(Records from a data collection)

┄┄┄┄┄┄

PR #98, opened 2021-04-30
Compile native plugins into a single shared object

### LINKED ISSUE #90: Destroy the plugin properly when exiting the app
According to my analysis, when using multiple plug-ins as shown below, only the last registered plugin is destroyed normally when exiting app. This is causing a crash at the end of the app. 

I guess that there are something wrong with implementations that deals with plugins in Tizen Embedder

```cs
//
// Generated file. Do not edit.
//
using System;
using System.Runtime.InteropServices;
using Tizen.Flutter.Embedding;

namespace Runner
{
    internal class GeneratedPluginRegistrant
    {
        [DllImport("camera_plugin.so")]
        public static extern void CameraPluginRegisterWithRegistrar(IntPtr registrar);
        [DllImport("integration_test_plugin.so")]
        public static extern void IntegrationTestPluginRegisterWithRegistrar(IntPtr registrar);
        [DllImport("video_player_tizen_plugin.so")]
        public static extern void VideoPlayerTizenPluginRegisterWithRegistrar(IntPtr registrar);

        public static void RegisterPlugins(FlutterApplication app)
        {
            CameraPluginRegisterWithRegistrar(app.GetPluginRegistrar("CameraPlugin"));
            IntegrationTestPluginRegisterWithRegistrar(app.GetPluginRegistrar("IntegrationTestPlugin"));
            VideoPlayerTizenPluginRegisterWithRegistrar(app.GetPluginRegistrar("VideoPlayerTizenPlugin"));
        }
    }
}

```

swift-kim:
[Before]
- (Native) Plugins are compiled as part of the runner executable.
- (.NET) Plugins are built separately into each .so and loaded by the runner (managed DLL) via P/Invoke. This results in the error stated by #90, because each plugin creates its own `PluginRegistrarManager` instance and tries to register its destruction handler to the embedder.

[After]
- Plugins are compiled into a single file `libflutter_plugins.so` regardless of the app type.

Changelog:
- Re-write the `TizenPlugins` build target
- Update `DotnetTpk.build()` and `NativeTpk.build()` accordingly and clean up
- Remove the `TizenLibrary` class and merge it with `TizenPlugin`
- Change the TPK output directory (from `build/tizen` to `build/tizen/tpk`)
- Wrap the plguin class in the plugin template with an unnamed namespace to prevent potential naming conflicts
- Replace `__FILE__` with `__MODULE__` in `templates/plugin/cpp/src/log.h.tmpl`

Fixes #90.

### DIFF
--- a/lib/tizen_build_target.dart
+++ b/lib/tizen_build_target.dart
@@ -103,9 +103,8 @@ abstract class TizenAssetBundle extends Target {
 
 /// Source: [DebugAndroidApplication] in `android.dart`
 class DebugTizenApplication extends TizenAssetBundle {
-  DebugTizenApplication(this.project, this.buildInfo);
+  DebugTizenApplication(this.buildInfo);
 
-  final FlutterProject project;
   final TizenBuildInfo buildInfo;
 
   @override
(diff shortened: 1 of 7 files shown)


bbrto21 (approved):
LGTM! Thanks for fixing #90!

┄┄┄┄┄┄

The expected output is one number: how many lines of the data above hold the string "DebugTizenApplication".

§ EXERCISE SOLUTION:
3